| Task requirements |
Please reproduce the full set of data below exactly.

| Information provided |
Content starts
PR #81500, opened 2021-01-29
Remove struct_type from union output

CraftSpider:
Also bumps the format number and adds a test

Rationale: It's illegal to have unions of the form `union Union(i32, f32);`, or `union Union;`. The struct_type field was recently removed from the rustdoc Union AST, at which time this field was changed to always just read "union". It makes sense to completely remove it, as it provides no information.

PR #89276, opened 2021-09-26
Fix the population of the `union.impls` field

Urgau:
This pull-request fix the population of the `union.impls` field that was forgot when the `Union` type was introduce as a split from the `Struct` type https://github.com/rust-lang/rust/pull/81500.

@rustbot label +T-rustdoc +A-rustdoc-json


GuillaumeGomez (approved):

GuillaumeGomez:
Thanks!

@bors: r+ rollup

Issue #89135, opened 2021-09-21
2021 rustdoc INVALID_RUST_CODEBLOCKS "breakage"


Mark-Simulacrum:
rustdoc currently has a warn-by-default lint, `rustdoc::invalid_rust_codeblocks`, which is intended to tell users when rustdoc sees a Rust language code block which is not valid Rust. However, this lint seems to have always been pretty broken: it only attempted to tokenize the input, not actually parse it into a Rust program. So in most cases before almost any text passed in would've not triggered the lint (e.g., the code blocks on this page -- which are clearly not valid Rust -- do not: https://doc.rust-lang.org/1.55.0/nightly-rustc/rustc_metadata/dependency_format/index.html).

However, with the 2021 edition, we have reserved ~any prefix in strings (`foo'bar`, for example), which causes this lint to fire on quite a lot of this previously accepted Rust code. This is not *technically* a breaking change -- the lint is warn by default, and is just a lint -- but in practice I worry that the perception will be quite a lot of breakage. The compiler hit quite a few [cases](https://github.com/rust-lang/rust/commit/49ed5cefcedba18f4d2d2757e44c72dec69effc0) in the migration, which all had to be fixed manually -- no rust fix exists here, and can't easily be added I suspect.

camelid:
cc @rust-lang/rustdoc

jyn514:
Yet more discussion: https://rust-lang.zulipchat.com/#narrow/stream/268952-edition-2021/topic/Edition.20Blockers.28.3F.29

GuillaumeGomez:
Can we close this issue now that #89277? Otherwise, what remains to be done?

Mark-Simulacrum:
Yes, looks like the beta backport is also in.

PR #89277, opened 2021-09-26
Use the correct edition for syntax highlighting doctests

jyn514:
Previously it would unconditionally use edition 2015, which was incorrect.

Helps with https://github.com/rust-lang/rust/issues/89135 in that you can now override the doctest to be 2018 edition instead of being forced to fix the error. This doesn't resolve any of the deeper problems that rustdoc disagrees with most rust users on what a code block is.

cc @Mark-Simulacrum


Mark-Simulacrum:
beta-nominating, needed for 2021 edition

GuillaumeGomez (approved):

GuillaumeGomez:
Thanks!

@bors: r+

PR #89278, opened 2021-09-26
Remove LocalDefId <-> HirId global maps

cjgillot:
~Based on https://github.com/rust-lang/rust/pull/89124.~

The LocalDefId <-> HirId maps were globally accessed through `tcx.definitions`. They are now encoded using the HIR queries.
- For HirId -> LocalDefId, a side map is added inside `hir_owner_nodes(hir_id.owner)`, indexed by `hir_id.local_id`.
- For LocalDefId -> HirId, the mapping is obvious if the `local_def_id` is an HIR owner, ie. if `hir_owner` is `Some`. Therefore, we  use the `None` case to store the non-owning `HirId`.

There is a special case with `use` trees, which can have a LocalDefId, which should be an HIR owner, but with no associated HIR data structure. In that case, we store the information like non-owning definitions.

### DIFF
--- a/compiler/rustc_ast_lowering/src/item.rs
+++ b/compiler/rustc_ast_lowering/src/item.rs
@@ -105,12 +105,11 @@ impl<'hir> LoweringContext<'_, 'hir> {
     ) -> T {
         let old_len = self.in_scope_lifetimes.len();
 
-        let parent_generics =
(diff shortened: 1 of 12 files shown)


oli-obk:
Should we rerun perf or is this just a rebase?

cjgillot:
This is just a rebase. I haven't figured how to reduce the regression yet.

cjgillot:
Replaced by #93373.

PR #89282, opened 2021-09-26
2229: Consume IfLet expr

### LINKED ISSUE #88118: `PlaceBuilder` ICE, Part 2
#88039 fixed #87987 but this issue still fails:

```rust
#![feature(capture_disjoint_fields)]

fn foo<MsU>(handler: impl FnOnce() -> MsU + Clone + 'static) {
    Box::new(move |value| {
        (|_| handler.clone()())(value);
        None
    }) as Box<dyn Fn(i32) -> Option<i32>>;
}

fn main() {}
```

Found trying to migrate `seed 0.8.0`.

Let me know if you need any more information.

_Originally posted by @ehuss in https://github.com/rust-lang/rust/issues/87987#issuecomment-899910552_

roxelo:
When using the IfLet guard feature, we can ICE when attempting to resolve PlaceBuilders.
For pattern matching, we currently don't consume the IfLet expression when "visiting" the arms leading us to not "read" all variables and hence not being able to resolve them.

r? @nikomatsakis 
Closes https://github.com/rust-lang/rust/issues/88118

### DIFF
--- a/compiler/rustc_typeck/src/expr_use_visitor.rs
+++ b/compiler/rustc_typeck/src/expr_use_visitor.rs
@@ -619,6 +619,8 @@ impl<'a, 'tcx> ExprUseVisitor<'a, 'tcx> {
 
         if let Some(hir::Guard::If(ref e)) = arm.guard {
             self.consume_expr(e)
+        } else if let Some(hir::Guard::IfLet(_, ref e)) = arm.guard {
+            self.consume_expr(e)
         }
 
         self.consume_expr(&arm.body);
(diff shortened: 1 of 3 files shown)


compiler/rustc_typeck/src/expr_use_visitor.rs
```diff
@@ -619,6 +619,8 @@ impl<'a, 'tcx> ExprUseVisitor<'a, 'tcx> {
 
         if let Some(hir::Guard::If(ref e)) = arm.guard {
             self.consume_expr(e)
+        } else if let Some(hir::Guard::IfLet(_, ref e)) = arm.guard {
+            self.consume_expr(e)
         }
```
camsteffen, line 624: This can be an exhaustive match

nikomatsakis:
Nominating for beta backport, I believe this affects the Rust 2021 edition that is in beta.

PR #89283, opened 2021-09-26
Add regression test for issue #83564

camelid:
cc #83564

r? @davidtwco

### DIFF
--- a/src/test/ui/suggestions/core-std-import-order-issue-83564.stderr
+++ b/src/test/ui/suggestions/core-std-import-order-issue-83564.stderr
@@ -1,0 +1,16 @@
+error[E0433]: failed to resolve: use of undeclared type `NonZeroU32`
+  --> $DIR/core-std-import-order-issue-83564.rs:8:14
+   |
+LL |     let _x = NonZeroU32::new(5).unwrap();
+   |              ^^^^^^^^^^ not found in this scope
+   |
+help: consider importing one of these items
+   |
+LL | use std::num::NonZeroU32;
+   |
+LL | use core::num::NonZeroU32;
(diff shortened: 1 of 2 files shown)


src/test/ui/suggestions/core-std-import-order-issue-83564.stderr
```diff
@@ -0,0 +1,14 @@
...
+   |              ^^^^^^^^^^ not found in this scope
+   |
+help: consider importing this struct
+   |
+LL | use std::num::NonZeroU32;
+   |
+
+error: aborting due to previous error
+
+For more information about this error, try `rustc --explain E0433`.
```
camelid, line 14: Hmm, actually, this is the same error I get on stable, so this may not be testing what it should.

camelid: For some reason, Rust 2018 or higher is required to reproduce the original bug, so I added `// edition:2018`.

camelid:
Diff from nightly to master:

```diff
diff --git a/old.txt b/new.txt
index e22f6b1433f..b9fd6b98937 100644
--- a/old.txt
+++ b/new.txt
@@ -6,10 +6,10 @@ error[E0433]: failed to resolve: use of undeclared type `NonZeroU32`
   |
 help: consider importing one of these items
   |
-6 | use core::num::NonZeroU32;
-  |
 6 | use std::num::NonZeroU32;
   |
+6 | use core::num::NonZeroU32;
+  |
 
 error: aborting due to previous error
```

davidtwco (approved):
LGTM, thanks.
Content ends
| Response |
PR #81500, opened 2021-01-29
Remove struct_type from union output

CraftSpider:
Also bumps the format number and adds a test

Rationale: It's illegal to have unions of the form `union Union(i32, f32);`, or `union Union;`. The struct_type field was recently removed from the rustdoc Union AST, at which time this field was changed to always just read "union". It makes sense to completely remove it, as it provides no information.

PR #89276, opened 2021-09-26
Fix the population of the `union.impls` field

Urgau:
This pull-request fix the population of the `union.impls` field that was forgot when the `Union` type was introduce as a split from the `Struct` type https://github.com/rust-lang/rust/pull/81500.

@rustbot label +T-rustdoc +A-rustdoc-json


GuillaumeGomez (approved):

GuillaumeGomez:
Thanks!

@bors: r+ rollup

Issue #89135, opened 2021-09-21
2021 rustdoc INVALID_RUST_CODEBLOCKS "breakage"


Mark-Simulacrum:
rustdoc currently has a warn-by-default lint, `rustdoc::invalid_rust_codeblocks`, which is intended to tell users when rustdoc sees a Rust language code block which is not valid Rust. However, this lint seems to have always been pretty broken: it only attempted to tokenize the input, not actually parse it into a Rust program. So in most cases before almost any text passed in would've not triggered the lint (e.g., the code blocks on this page -- which are clearly not valid Rust -- do not: https://doc.rust-lang.org/1.55.0/nightly-rustc/rustc_metadata/dependency_format/index.html).

However, with the 2021 edition, we have reserved ~any prefix in strings (`foo'bar`, for example), which causes this lint to fire on quite a lot of this previously accepted Rust code. This is not *technically* a breaking change -- the lint is warn by default, and is just a lint -- but in practice I worry that the perception will be quite a lot of breakage. The compiler hit quite a few [cases](https://github.com/rust-lang/rust/commit/49ed5cefcedba18f4d2d2757e44c72dec69effc0) in the migration, which all had to be fixed manually -- no rust fix exists here, and can't easily be added I suspect.

camelid:
cc @rust-lang/rustdoc

jyn514:
Yet more discussion: https://rust-lang.zulipchat.com/#narrow/stream/268952-edition-2021/topic/Edition.20Blockers.28.3F.29

GuillaumeGomez:
Can we close this issue now that #89277? Otherwise, what remains to be done?

Mark-Simulacrum:
Yes, looks like the beta backport is also in.

PR #89277, opened 2021-09-26
Use the correct edition for syntax highlighting doctests

jyn514:
Previously it would unconditionally use edition 2015, which was incorrect.

Helps with https://github.com/rust-lang/rust/issues/89135 in that you can now override the doctest to be 2018 edition instead of being forced to fix the error. This doesn't resolve any of the deeper problems that rustdoc disagrees with most rust users on what a code block is.

cc @Mark-Simulacrum


Mark-Simulacrum:
beta-nominating, needed for 2021 edition

GuillaumeGomez (approved):

GuillaumeGomez:
Thanks!

@bors: r+

PR #89278, opened 2021-09-26
Remove LocalDefId <-> HirId global maps

cjgillot:
~Based on https://github.com/rust-lang/rust/pull/89124.~

The LocalDefId <-> HirId maps were globally accessed through `tcx.definitions`. They are now encoded using the HIR queries.
- For HirId -> LocalDefId, a side map is added inside `hir_owner_nodes(hir_id.owner)`, indexed by `hir_id.local_id`.
- For LocalDefId -> HirId, the mapping is obvious if the `local_def_id` is an HIR owner, ie. if `hir_owner` is `Some`. Therefore, we  use the `None` case to store the non-owning `HirId`.

There is a special case with `use` trees, which can have a LocalDefId, which should be an HIR owner, but with no associated HIR data structure. In that case, we store the information like non-owning definitions.

### DIFF
--- a/compiler/rustc_ast_lowering/src/item.rs
+++ b/compiler/rustc_ast_lowering/src/item.rs
@@ -105,12 +105,11 @@ impl<'hir> LoweringContext<'_, 'hir> {
     ) -> T {
         let old_len = self.in_scope_lifetimes.len();
 
-        let parent_generics =
(diff shortened: 1 of 12 files shown)


oli-obk:
Should we rerun perf or is this just a rebase?

cjgillot:
This is just a rebase. I haven't figured how to reduce the regression yet.

cjgillot:
Replaced by #93373.

PR #89282, opened 2021-09-26
2229: Consume IfLet expr

### LINKED ISSUE #88118: `PlaceBuilder` ICE, Part 2
#88039 fixed #87987 but this issue still fails:

```rust
#![feature(capture_disjoint_fields)]

fn foo<MsU>(handler: impl FnOnce() -> MsU + Clone + 'static) {
    Box::new(move |value| {
        (|_| handler.clone()())(value);
        None
    }) as Box<dyn Fn(i32) -> Option<i32>>;
}

fn main() {}
```

Found trying to migrate `seed 0.8.0`.

Let me know if you need any more information.

_Originally posted by @ehuss in https://github.com/rust-lang/rust/issues/87987#issuecomment-899910552_

roxelo:
When using the IfLet guard feature, we can ICE when attempting to resolve PlaceBuilders.
For pattern matching, we currently don't consume the IfLet expression when "visiting" the arms leading us to not "read" all variables and hence not being able to resolve them.

r? @nikomatsakis 
Closes https://github.com/rust-lang/rust/issues/88118

### DIFF
--- a/compiler/rustc_typeck/src/expr_use_visitor.rs
+++ b/compiler/rustc_typeck/src/expr_use_visitor.rs
@@ -619,6 +619,8 @@ impl<'a, 'tcx> ExprUseVisitor<'a, 'tcx> {
 
         if let Some(hir::Guard::If(ref e)) = arm.guard {
             self.consume_expr(e)
+        } else if let Some(hir::Guard::IfLet(_, ref e)) = arm.guard {
+            self.consume_expr(e)
         }
 
         self.consume_expr(&arm.body);
(diff shortened: 1 of 3 files shown)


compiler/rustc_typeck/src/expr_use_visitor.rs
```diff
@@ -619,6 +619,8 @@ impl<'a, 'tcx> ExprUseVisitor<'a, 'tcx> {
 
         if let Some(hir::Guard::If(ref e)) = arm.guard {
             self.consume_expr(e)
+        } else if let Some(hir::Guard::IfLet(_, ref e)) = arm.guard {
+            self.consume_expr(e)
         }
```
camsteffen, line 624: This can be an exhaustive match

nikomatsakis:
Nominating for beta backport, I believe this affects the Rust 2021 edition that is in beta.

PR #89283, opened 2021-09-26
Add regression test for issue #83564

camelid:
cc #83564

r? @davidtwco

### DIFF
--- a/src/test/ui/suggestions/core-std-import-order-issue-83564.stderr
+++ b/src/test/ui/suggestions/core-std-import-order-issue-83564.stderr
@@ -1,0 +1,16 @@
+error[E0433]: failed to resolve: use of undeclared type `NonZeroU32`
+  --> $DIR/core-std-import-order-issue-83564.rs:8:14
+   |
+LL |     let _x = NonZeroU32::new(5).unwrap();
+   |              ^^^^^^^^^^ not found in this scope
+   |
+help: consider importing one of these items
+   |
+LL | use std::num::NonZeroU32;
+   |
+LL | use core::num::NonZeroU32;
(diff shortened: 1 of 2 files shown)


src/test/ui/suggestions/core-std-import-order-issue-83564.stderr
```diff
@@ -0,0 +1,14 @@
...
+   |              ^^^^^^^^^^ not found in this scope
+   |
+help: consider importing this struct
+   |
+LL | use std::num::NonZeroU32;
+   |
+
+error: aborting due to previous error
+
+For more information about this error, try `rustc --explain E0433`.
```
camelid, line 14: Hmm, actually, this is the same error I get on stable, so this may not be testing what it should.

camelid: For some reason, Rust 2018 or higher is required to reproduce the original bug, so I added `// edition:2018`.

camelid:
Diff from nightly to master:

```diff
diff --git a/old.txt b/new.txt
index e22f6b1433f..b9fd6b98937 100644
--- a/old.txt
+++ b/new.txt
@@ -6,10 +6,10 @@ error[E0433]: failed to resolve: use of undeclared type `NonZeroU32`
   |
 help: consider importing one of these items
   |
-6 | use core::num::NonZeroU32;
-  |
 6 | use std::num::NonZeroU32;
   |
+6 | use core::num::NonZeroU32;
+  |
 
 error: aborting due to previous error
```

davidtwco (approved):
LGTM, thanks.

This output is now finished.